#### Data extracts:
*** Block opens ***

PR #628, opened 2018-05-18
ZCS-5021:Implementing a JWE token to store data for recovery email setup

shrikant-prasad:
added utility methods to store the data related to recovery email setup(email, code, expiryTime and resend code) in a single encrypted string and decode the values back from that string.
fixed three issues:
1. When code is sent for first time, resendCount should be zero.
2. When existing code is re-sent again, it's expiry time should not be updated.
3. when resend op is called, it was behaving as send and giving exception that code has already been sent to this recovery email address.

### DIFF
--- a/store/src/java/com/zimbra/cs/service/mail/SetRecoveryEmail.java
+++ b/store/src/java/com/zimbra/cs/service/mail/SetRecoveryEmail.java
@@ -37,13 +37,14 @@ import com.zimbra.common.mime.MimeConstants;
 import com.zimbra.common.service.ServiceException;
 import com.zimbra.common.soap.Element;
 import com.zimbra.common.util.L10nUtil;
-import com.zimbra.common.util.ZimbraLog;
 import com.zimbra.common.util.L10nUtil.MsgKey;
 import com.zimbra.common.util.StringUtil;
+import com.zimbra.common.util.ZimbraLog;
 import com.zimbra.cs.account.Account;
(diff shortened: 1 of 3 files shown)


store/src/java/com/zimbra/cs/service/mail/SetRecoveryEmail.java
```diff
@@ -238,20 +249,17 @@ protected void resendCode(Account account, Mailbox mbox, ZimbraSoapContext zsc,
...
                 resendCount = resendCount + 1;
                 HashMap<String, Object> prefs = new HashMap<String, Object>();
-                prefs.put(Provisioning.A_zimbraRecoveryEmailVerificationData,
-                    email + ":" + code + ":" + newExpiryTime + ":" + resendCount);
-                Provisioning.getInstance().modifyAttrs(mbox.getAccount(), prefs, true,
-                    zsc.getAuthToken());
-                sendRecoveryEmailVerificationCode(authAccount, account, email, code, newExpiryTime,
+                dataMap.put(RESEND_COUNT, String.valueOf(resendCount));
+                String verificationDataStr = JWEUtil.getJWE(dataMap);
+                prefs.put(Provisioning.A_zimbraRecoveryEmailVerificationData, verificationDataStr);
```
gordyt: Could replace `verificationDataStr` with `JWEUtil.getJWE(dataMap)` and delete previous line.

PR #636, opened 2018-05-28
ZCS-4798 

chinmay15:
Problem : Editing recovery email using zmprov leads to send email to wrong email.
Fix : verify preference email with ecrypted email in code and send email to the one set in preference.
Testing done : manually tested scenario


chinmay15:
As per discussion with @Prashantsurana, this fix is not required once we fix zcs-5122. Since closing without merging.

PR #639, opened 2018-05-31
ZCS-5085 Restoring log message

rupalid:
Change the logic that display the discard message

Verified that all unit test pass

Created a filter with discard action and verified the message is discarded and message is logged.

### DIFF
--- a/store/src/java/com/zimbra/cs/filter/ZimbraMailAdapter.java
+++ b/store/src/java/com/zimbra/cs/filter/ZimbraMailAdapter.java
@@ -281,9 +281,11 @@ public class ZimbraMailAdapter implements MailAdapter, EnvelopeAccessors {
 
             // If the Sieve script has no actions, JSieve generates an implicit keep.  If
             // the script contains a single discard action, JSieve returns an empty list.
-            if (getActions().size() == 0) {
+            if (this.discardActionPresent) {
                 ZimbraLog.filter.info("Discarding message with Message-ID %s from %s",
                     messageId, Mime.getSender(handler.getMimeMessage()));
+            }
+            if (getActions().size() == 0) {
                 handler.discard();
                 return;
             }


store/src/java/com/zimbra/cs/filter/ZimbraMailAdapter.java
```diff
@@ -281,9 +281,11 @@ public void executeAllActions() throws SieveException {
 
             // If the Sieve script has no actions, JSieve generates an implicit keep.  If
             // the script contains a single discard action, JSieve returns an empty list.
-            if (getActions().size() == 0) {
+            if (this.discardActionPresent) {
                 ZimbraLog.filter.info("Discarding message with Message-ID %s from %s",
                     messageId, Mime.getSender(handler.getMimeMessage()));
+            }
+            if (getActions().size() == 0) {
```
fatkudu: If `discardActionPresent` is false at this point but this if branch gets executed, `handler.discard()` will happen but the message will not be logged.  Is that the intention?

On the flip side, if `discardActionPresent` is false but the size is not zero, we will log that the message is being discarded but will NOT call `handler.discard()`.

It isn't entirely clear to me from the bug description whether `handler.discard()` as well as the logging should be executed.

rupalid: discardActionPresent is currently being  set true for ereject, reject and discard.
An action is only added for reject and ereject.

rupalid: actions is only empty if there is a discard action. For all other cases an implicit keep is added while evaluating. So we cannot have a case where discardActionPresent is false and action is empty. Also handler.discard() is an empty method.

fatkudu: `ExistingMessageHandler.discard()` is not empty.  Perhaps that doesn't matter given what else you said but just want to check.

rupalid: Yes ExistingMessageHandler.discard() is not empty but considering that we have a implicit  keep action if no action is specified in the sieve filter, we would not hit the if (getActions().size() == 0)  for other actions.

PR #647, opened 2018-06-06
ZCS-5122:ForgotPassword implementation modifications

shrikant-prasad:
Following changes  are made in this fix:

1. on change of zimbraPrefPasswordRecoveryAddress (through any action), all attributes related to password recovery should reset their values.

*** Block closes ***

#### Assigned task:
Go through the data and copy every line that includes "SetRecoveryEmail".

#### Written reply:
--- a/store/src/java/com/zimbra/cs/service/mail/SetRecoveryEmail.java
+++ b/store/src/java/com/zimbra/cs/service/mail/SetRecoveryEmail.java
store/src/java/com/zimbra/cs/service/mail/SetRecoveryEmail.java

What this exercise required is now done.